Friday, 5 December 2008

A History of 666

“Do you know what 666 means?” it is almost-quotation paraphrase of a reply that I got when I sent my first email using my first hotmail address to a stranger in a hope of making an online friend who I had never seen. Surprised and mildly shocked by the reply, I thought, “I guess, he doesn’t like strangers”.

Being a Muslim and living in a Muslim majority country, I had no idea why the recipient was offended by my email.

It wasn’t until a few years later when I accidentally found that it wasn’t my email that offended the recipient; but rather my email address which had the figure 666 in it.

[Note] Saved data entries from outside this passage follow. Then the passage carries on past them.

PR #7074, opened 2022-01-26
Fix: avoid report in progress error when generating credential report

cguardia:
We are getting lots of `ReportInProgress` errors when using the account filter. The errors happen at this point in the code, so I assume the report is being generated in another thread and this gets called before it's ready.


kapilt (approved):
thanks, seems reasonable

PR #7081, opened 2022-01-28
aws - security-group - merge matched rules

ajkerrigan:
Have the matched permission annotation reflect the combination of all matching rules, rather than only the last match.

Kudos to @mcripps9 for surfacing this issue and offering suggestions for a fix!


kapilt (approved):
thanks lgtm

PR #7084, opened 2022-02-01
aws - iam-role - support `ValueFilter` logic for `has-specific-managed-policy`

### LINKED ISSUE #7083: Add value filter op logic to iam-role.filters.has-specific-managed-policy filter
### Describe the feature

I want to find all roles which have a managed policy attached with a name which ends in "FullAccess" to find all the roles which have managed FullAccess policies attached. Currently the has-specific-managed-policy filter only accepts the exact policy name via string and I would like the ability to use different op: with it such as regex, contains, in etc.

This would allow pulling back the attached policies to the roles and filtering them by a naming pattern

There is no workaround at this time.

ajkerrigan:
Add support for value filter operations (matching against multiple policies, using glob/regex patterns, etc). Preserve the behavior of existing policies.

**Note:** Using `merge_annotation` during this filter rework motivated [this change](https://github.com/cloud-custodian/cloud-custodian/commit/83b1bc4be08f94b895faf6111a592c64fbf63b81). It's a bit of a tangent, but small and related enough that I rolled it in here.

Closes #7083


c7n/filters/core.py
```diff
@@ -211,13 +211,13 @@ def get_block_parent(self):
     def merge_annotation(self, r, annotation_key, values):
         block_op = self.get_block_operator()
         if block_op in ('and', 'not'):
-            r[self.matched_annotation_key] = intersect_list(
+            r[annotation_key] = intersect_list(
```
kapilt, line 214: i'm a little unclear on the impliciations here, but afaics this would affect  places where matched annotation is not the same as annotation key. ie typically annotation key is a data cache of the api call, and matched is the filter evaluted results, so we typically want the matched key merged/union.

ajkerrigan: Yeah, from what I could tell this was a no-op for any existing live calls to `merge_annotation` because the existing calls all pass in `self.matched_annotation_key`. But without this change, the method was ignoring the method parameter and using `self.matched_annotation_key` directly which was a bit misleading. It meant that if I changed tests like [these](https://github.com/cloud-custodian/cloud-custodian/blob/f47c622005e8a40002a9534c17ef1fea38eacd82/tests/test_filters.py#L85-L89) from:

```python
filter_instance1.merge_annotation(resource1, 'c7n:matched-keys', [value1, value2])
```

to:

```python
filter_instance1.merge_annotation(resource1, 'c7n:matched-keysssssss', [value1, value2])
```

They were still passing. And if we use `merge_annotation()` for something _other_ than `self.matched_annotation_key` going forward, it would break in a non-obvious way.

ajkerrigan: Narrator: Instead of commenting about how stuff could break, why don't you add a test failure?
Me: Oh yeah, good idea!

(Added a "not equal" case to the merge_annotation test that passes with this change but failed without it)

ajkerrigan:
Supplanted by #8104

What I found out was that in West, among Christians to be exact, 666 is “The Number of the Beast”, an extremely unholy number. With Christians comprising less than 3% of the total population, I found very few Christians in my country and their only interest with Christianity was to be able to get into a local church without being accused of being a Muslim by the white pastor. None of my local Christian friends and acquaintances could relate anything special to this number.

Not that I believe you are curious, I will tell you the story of my email address and how I ended up with the number 666 in it.

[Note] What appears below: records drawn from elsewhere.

PR #8272, opened 2023-02-13
aws - shield - handle elastic ip arn type delta

darrendao:
From a [Slack discussion](https://cloud-custodian.slack.com/archives/CAL4P6YE6/p1675203479130419), looks like Shield uses a different ARN "resource type" segment for Elastic IPs. Where the Resource Groups Tagging API and IAM use `elastic-ip`, Shield uses `eip-allocation`.

References:
https://docs.aws.amazon.com/service-authorization/latest/reference/list_amazonec2.html#amazonec2-elastic-ip
https://docs.aws.amazon.com/waf/latest/DDOSAPIReference/API_CreateProtection.html

Related: https://github.com/cloud-custodian/cloud-custodian/pull/8240


c7n/resources/shield.py
```diff
@@ -44,21 +44,32 @@ def get_protections_paginator(client):
...
 
-class IsShieldProtected(Filter):
+class ProtectedResource:
+    """Base class with helper methods for dealing with
+    ARNs of resources protected by Shield
+    """
+    def get_arns(self, resources):
+        return self.manager.get_arns(resources)
+
+    def arn_type(self):
```
kapilt, line 68: style nit,  can we make this a property or add a verb re get_arn_type?

kapilt (approved):
looks good to me, thanks.

one note, while reviewing latest boto shield api, it looks like get_type_protections can be optimized, by passing a type name, which can be used to optimize get_type_protections, instead of passing the arn_type in bound and client side filtering, we can pass the resource type name per shield, stored either as per resource type metadata or as static map on shield.

https://boto3.amazonaws.com/v1/documentation/api/latest/reference/services/shield.html#Shield.Client.list_protections

ajkerrigan (approved):
Thanks for reworking this @darrendao and getting the tests in :+1:

ajkerrigan:
> looks good to me, thanks.
> 
> one note, while reviewing latest boto shield api, it looks like get_type_protections can be optimized, by passing a type name, which can be used to optimize get_type_protections, instead of passing the arn_type in bound and client side filtering, we can pass the resource type name per shield for server side filtering, with the type name stored either as per resource type metadata or as static map in shield module.
> 
> https://boto3.amazonaws.com/v1/documentation/api/latest/reference/services/shield.html#Shield.Client.list_protections

I noticed that API added a `ProtectionArn` to the `list_protections` response also (in botocore 1.20.100 from June 2021). Doesn't seem like a big point for this specific PR since the work is focused on resource ARN rather than protection ARN, but looks like we _could_ add `arn = 'ProtectionArn'` to the `shield-protection` resource type.

darrendao:
@ajkerrigan @kapilt @thisisshi can i have this merged for the release? thank you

Along with being a number in locally used decimal numerical system, which by a strange coincidence is also used internationally, 555 is also the name of a local cheap brand of cigarettes (or fags in British). I was trying to come up with an “acceptable” email address with hotmail. All of user names of my choice had been taken and hotmail was giving me all kinds of strange suggestion which mostly involved adding a number after my user name just before circular a. By the way where is it, oh yeah, found it: @.

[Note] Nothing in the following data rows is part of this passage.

PR #8276, opened 2023-02-15
releng - switch to ruff for linting

### LINKED ISSUE #8275: releng - switch to ruff for lint instead of flake8
on my laptop, its going from 23s to 0.8s (first run, 0.15s for subsequent with cache on unchanged) for running make lint with flake8 vs ruff.

kapilt:
closes #8275

ruff is significantly faster then flake8

### DIFF
--- a/.github/workflows/ci-main.yml
+++ b/.github/workflows/ci-main.yml
@@ -24,7 +24,7 @@ jobs:
       - name: Install Linter
         run: |
           python -m pip install --upgrade pip
-          pip install flake8 black
+          pip install ruff black
       - name: Lint Check
         run: |
           make lint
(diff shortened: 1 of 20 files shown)


ajkerrigan (approved):
Looks good, thanks! Yay for quicker linting.

nit - if we're yanking `flake8` across the board we can probably also yank the [`[flake8]` section of tox.ini](https://github.com/cloud-custodian/cloud-custodian/blob/5d11be7b2c8c0d4734ae101639c845d94c912b50/tox.ini#L1-L15)

kapilt:
I filed a separate issue for fully yanking all the tox parts, was planning to do the full flake8 excise as part of that as we need to update dev docs as well.

Issue #8278, opened 2023-02-15
releng - GitHub action concurrency cancels jobs running on main


kapilt:
we're currently seeing that multiple merges to trunk, result in cancelled jobs. we had added concurrency settings to our actions, to prevent multiple commits in succession on a pr, from exhausting workers, but on main we do want a full run of ci for each commit merged to main.

currently this is our concurrency setting.

```
concurrency:
  group: ${{ github.workflow }}-${{ github.event.pull_request.number || github.ref }}
  cancel-in-progress: true
```

it looks like we're getting the same GitHub.ref value for multiple merges to trunk, so it seems like from available values
https://docs.github.com/en/actions/learn-github-actions/contexts#github-context

we should switch this to github.sha instead

PR #8279, opened 2023-02-15
releng - actions - use github.sha for concurrency grouping when not in a pr

kapilt:
closees #8278


ajkerrigan (approved):
Oh good catch, thanks :+1:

Most of the numerical suggestions from hotmail, for some reason, involved either the information regarding my birth or then-current year. I wanted to have an email address which wouldn’t be very open about my descent to the mortal world or the animal type of then-current year. Any random number chosen by me had a very good chance of slipping out of my mind just after me hitting “sign out” button. Suddenly an imaginary light-bulb over my head suggested the number 555. With this number had I forgotten my email address, all I had to do was drop by local candy store and get a little glimpse of the cigarette-racks behind the storekeeper. Then again, I did not want to use a brand-name in my email address since I hade no promise of financial compensation from the cigarette-manufacturer for the unintentional advertisement of their product. Then the number 666 was thrown at me by the same light-bulb. It worked on many different levels. Its pattern was obviously very similar to the brand-name which I won’t be mentioning anymore. The number in writing is very similar to the brand-name which I won’t be mentioning anymore. The brand-name which I won’t be mentioning anymore is very easy to make into 666 should I make a calligraphic mistake while adorning the façade of my concrete home with my email address instead of the building number. Had I forgotten my hotmail user name, all I had to do to remember it was drop by my local candy store, get a glimpse of cigarette-racks behind the storekeeper, and add 111 to the brand-name which I won’t be mentioning anymore. Number 111 was easy to remember. It was a part of almost all of local UAN’s, the so-called Universal Access Numbers.

Long story short I used the number 666 and the email address was never used twice.